Okay. Let’s try 𝑥 equals two. When 𝑥 equals two, four 𝑥 minus three becomes four times two minus three. Now four times two is eight. So that’s eight minus three, which is five. And the right-hand side becomes two times two plus seven, which is eleven. So when 𝑥 equals two, the left-hand side is five and the right-hand side is eleven. So that’s not equal. So that doesn’t satisfy the equation. So 𝑥 equals two is not in our solution set. We just got one more chance to get it right with 𝑥 equals five. And then the left-hand side becomes four times five minus three, which is seventeen. And the right-hand side becomes two times five plus seven, which is seventeen. So now, the left-hand side is seventeen and the right-hand side is seventeen; they are equal. So 𝑥 equals five is in our solution set and the solution set consists of just one element, the number five.

Lastly then, let’s look at this question. Find the solution set of 𝑥 over five plus two equals negative one in ℤ, the set of integers. So that’s positive and negative integers.

So first, let’s just go through and solve this and see what value of 𝑥 we get, and we’ll see whether it’s an integer or not. 𝑥 over five plus two equals negative one.

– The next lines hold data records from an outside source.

PR #380, opened 2020-01-28
Log raw uncompressed request body in the Scalyr HTTP client debug log

Kami:
## Problem Description

Right now the Scalyr API HTTP client logs compressed request body in the debug log if compression is available / enabled (which should be true in most scenarios).

This makes things harder to troubleshoot / debug since it means you need to manually decompress that data or disable compression before you can introspect it.

## Proposed Solution

I propose updating the code to log raw uncompressed string payload instead.

The purpose of the debug log is to making troubleshooting / debugging easier, so I think it makes sense to log raw uncompressed request body string by default.

I don't think it should have any negative impact on security or similar.

First of all, this is only logged under DEBUG log level where users can expect some credentials will be logged (e.g. API token). In addition to that, this information is already available in the debug log today, the only difference is that it's in a compressed format.

Before:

So if I subtract two from each side of that equation, then I’ve just got a term involving 𝑥 on the left-hand side. So 𝑥 over five plus two minus two is just 𝑥 over five. And if I subtract two from the right-hand side, negative one, take away another two is negative three. Now I can multiply both sides by five just to leave me with one whole 𝑥. Five lots of a fifth of 𝑥 is one whole 𝑥. And five lots of negative three are negative fifteen. So 𝑥 is equal to negative fifteen.

Now that is an integer negative fifteen. So it is in the set of integers. So it will be in the solution set. So there we go, the solution set consists of just one element negative fifteen and it is an integer.